• _To do_
Work through the data line by line, gathering every line that has the word "includes".

(Stored data)
□ □ □ □ □

PR #5366, opened 2022-04-19
fixed bug5313 in the UI

### LINKED ISSUE #5313: Save filters in worker-manager UI
**Describe the bug**
The worker-manager UI loses its filter when you click "View Errors" / "View Workers" then go back again. This is a minor annoyance :)

**To Reproduce**

1. Go to 'https://firefox-ci-tc.services.mozilla.com/worker-manager'
2. Apply a filter (e.g `gcp`)
3. Click "View Errors" for one of the provisioniers
4. Go back
5. The GCP filter is lost and now you need to type it out again so you can inspect the next one. 

**Expected behavior**
Would be nice if the filter were saved somehow (url parameter?) so I didn't have to re-type everything. My work around is to just always open the View Workers / View Errors pages in a new tab (but sometimes I forget).

Come to think of it, encoding the filter in the url would also make sharing links to specific workers better.

**Taskcluster version**
44.8.1

abdelquodr:
Fixed the worker-manager filter value loss. saving the filter value so that you don't always need to retype(repeat yourself) every time.

@ahal, @lotas, and @djmitche kindly check and give feedback/suggestions.

thanks

Fixes  #5313

### DIFF
--- a/ui/.neutrinorc.js
+++ b/ui/.neutrinorc.js
@@ -197,5 +197,3 @@ module.exports = {
     }),
   ],
 };
-
-
--- a/ui/.neutrinorc.js
+++ b/ui/.neutrinorc.js
@@ -60,20 +60,20 @@ module.exports = {
         },
         proxy: {
           '/login': {
-            target: 'https://community-tc.services.mozilla.com/',
+            target: 'http://localhost:3050',
             changeOrigin: true,
           },
           '/graphql': {
-            target: 'https://community-tc.services.mozilla.com/',
+            target: 'http://localhost:3050',
             changeOrigin: true,
           },
           '/subscription': {
             ws: true,
             changeOrigin: true,
-            target: 'https://community-tc.services.mozilla.com/',
+            target: 'ws://localhost:3050',
           },
           '/api/web-server': {
-            target: 'https://community-tc.services.mozilla.com/',
+            target: 'http://localhost:3050',
             changeOrigin: true,
           },
         },
--- a/ui/.neutrinorc.js
+++ b/ui/.neutrinorc.js
@@ -197,3 +197,5 @@ module.exports = {
     }),
   ],
 };
+
+
--- a/ui/.neutrinorc.js
+++ b/ui/.neutrinorc.js
@@ -60,20 +60,20 @@ module.exports = {
         },
         proxy: {
           '/login': {
-            target: 'http://localhost:3050',
+            target: 'https://community-tc.services.mozilla.com/',
             changeOrigin: true,
           },
           '/graphql': {
-            target: 'http://localhost:3050',
+            target: 'https://community-tc.services.mozilla.com/',
             changeOrigin: true,
           },
           '/subscription': {
             ws: true,
             changeOrigin: true,
-            target: 'ws://localhost:3050',
+            target: 'https://community-tc.services.mozilla.com/',
           },
           '/api/web-server': {
-            target: 'http://localhost:3050',
+            target: 'https://community-tc.services.mozilla.com/',
             changeOrigin: true,
           },
         },
--- a/ui/src/components/ConnectionDataTable/index.jsx
+++ b/ui/src/components/ConnectionDataTable/index.jsx
@@ -152,6 +152,12 @@ export default class ConnectionDataTable extends Component {
 
   pages = new Map();
 
+  componentDidMount() {
+    this.setState({
+      filterValue: this.props.history.location.state || this.state.filterValue,
+    });
+  }
+
   componentDidUpdate(prevProps) {
     if (
       !this.props.connection.pageInfo.previousCursor &&
@@ -209,6 +215,9 @@ export default class ConnectionDataTable extends Component {
   };
 
   handleFilterValueChange = e => {
+    const { history } = this.props;
+
+    history.replace(this.state, e.target.value);
     this.setState({ filterValue: e.target.value });
   };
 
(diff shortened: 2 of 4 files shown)


ui/.neutrinorc.js
```diff
@@ -60,20 +60,20 @@ module.exports = {
...
             ws: true,
             changeOrigin: true,
-            target: 'ws://localhost:3050',
+            target: 'https://community-tc.services.mozilla.com/',
           },
           '/api/web-server': {
-            target: 'http://localhost:3050',
+            target: 'https://community-tc.services.mozilla.com/',
             changeOrigin: true,
           },
```
djmitche, line 78: I suspect these changes were made during development?  You'll want to be careful not to check such changes in.  But, these changes shouldn't be needed if you follow the [Hacking the UI](https://github.com/taskcluster/taskcluster/blob/main/dev-docs/development-process.md#hacking-on-the-ui) steps.

djmitche, line 78: I suspect these changes were made during development?  You'll want to be careful not to check such changes in..

djmitche (changes requested):
It's best to describe the changes in a PR directly, rather than referring to a bug number for context.  Then someone looking at the PR, or at the commits in Git, has the context necessary to know what they are seeing.  So, please update the PR description and commit description to summarize what the commit does.  Also, you'll need to add a changelog -- see the advice in https://github.com/taskcluster/taskcluster/blob/main/dev-docs/best-practices/changelog.md for how to write that.

I don't actually have comments on the React changes you've made -- I'm pretty rusty on that part of the codebase!

ui/src/components/WMWorkerPoolsTable/index.jsx
```diff
@@ -305,6 +305,7 @@ export default class WorkerManagerWorkerPoolsTable extends Component {
             String(workerPool.providerId).includes(filterValue) ||
             String(workerPool.owner).includes(filterValue)
           }
+          {...this.props}
```
djmitche, line 308: It looks like this component just needs the `history` prop -- perhaps better to only pass that single property along?

abdelquodr: ok, I'll change it.
Thanks

ui/.neutrinorc.js
```diff
@@ -60,20 +60,20 @@ module.exports = {
...
           '/subscription': {
             ws: true,
             changeOrigin: true,
-            target: 'ws://localhost:3050',
+            target: 'https://community-tc.services.mozilla.com/',
           },
           '/api/web-server': {
-            target: 'http://localhost:3050',
+            target: 'https://community-tc.services.mozilla.com/',
```
lotas, line 76: As @djmitche pointed out, it's better not to change those lines here. I only suggested adding those to skip running other services locally. 

We would definitely address it in a separate issue. I think we can support `TASKCLUSTER_ROOT_URL` variable here, but it will go in a new issue.

abdelquodr: Okay. I understannd @lotas 
Thanks

ui/src/components/ConnectionDataTable/index.jsx
```diff
@@ -209,6 +215,9 @@ export default class ConnectionDataTable extends Component {
   };
 
   handleFilterValueChange = e => {
+    const { history } = this.props;
```
lotas, line 218: I think we can add `history` to the `propTypes`, as we are using it here. Not sure if we have linting rules covering this.

lotas:
Thanks @abdelquodr, looks good. 
If you could also change back urls in the proxy config, and change PR title to match the name of the issue ticket that would be awesome. Thank!

ui/src/components/ConnectionDataTable/index.jsx
abdelquodr: Okay

ui/.neutrinorc.js
lotas: Added new ticket, linking here for the records https://github.com/taskcluster/taskcluster/issues/5373

abdelquodr:
@lotas please recheck the PR for merge@lotas please recheck the PR for merge

lotas:
> @lotas please recheck the PR for merge

Checking it locally
When I open one of the provisioners page like `http://localhost:5080/provisioners/proj-fuzzing`  I get this error. This means that some components do not have router passed to them properly. Would you be able to debug this?

image

Thanks!

lotas:
One more request, as it turned out, the original page from #5313 is `http://localhost:5080/worker-manager` which doesn't use this `ConnectionDataTable` component, and requires similar implementation

Thanks!

abdelquodr:
I’m sorry, my system develop a fault. I’m glad for the opportunity and will
like to continue working on the issue. Thanks for reaching out to me

Best regards

petemoore:
Hi @abdelquodr 
I hope all is well with you. Just checking in, to see if you are still actively working on this. Many thanks!

abdelquodr:
Hello Pete Moore,

thanks for reaching out. I just fixed my system back, and I am active to
continue contributing to the source code.

Thank you

lotas:
@abdelquodr please let us know if you would still like to finish this ticket. For now I will close it, if you would like to continue, just reopen or start a new PR. Thanks!

abdelquodr:
Yes, I’ll like to finish up the issue. Thanks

□ □ □ □ □

• _Exercise solution_
             String(workerPool.providerId).includes(filterValue) ||
             String(workerPool.owner).includes(filterValue)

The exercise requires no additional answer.